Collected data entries
PR #260, opened 2026-07-16
Replace manual orch_sudo config with automatic per-command sudo fallback

atnair-amd:
## Summary
- Removes the manual `orch_sudo` cluster-file config key and replaces it with automatic, probe-once sudo detection: `BaremetalOrchestrator.sudo_prefix()` probes `sudo -n true` on all hosts a single time per orchestrator instance, caches the head node's result, and returns `'sudo -n '` or `''` for every subsequent privileged command. No config needed on sudo-enabled or sudoless clusters.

WHAT TO PRODUCE
Every record must be transcribed exactly as written.

TASK SOLUTION
PR #260, opened 2026-07-16
Replace manual orch_sudo config with automatic per-command sudo fallback

atnair-amd:
## Summary
- Removes the manual `orch_sudo` cluster-file config key and replaces it with automatic, probe-once sudo detection: `BaremetalOrchestrator.sudo_prefix()` probes `sudo -n true` on all hosts a single time per orchestrator instance, caches the head node's result, and returns `'sudo -n '` or `''` for every subsequent privileged command. No config needed on sudo-enabled or sudoless clusters.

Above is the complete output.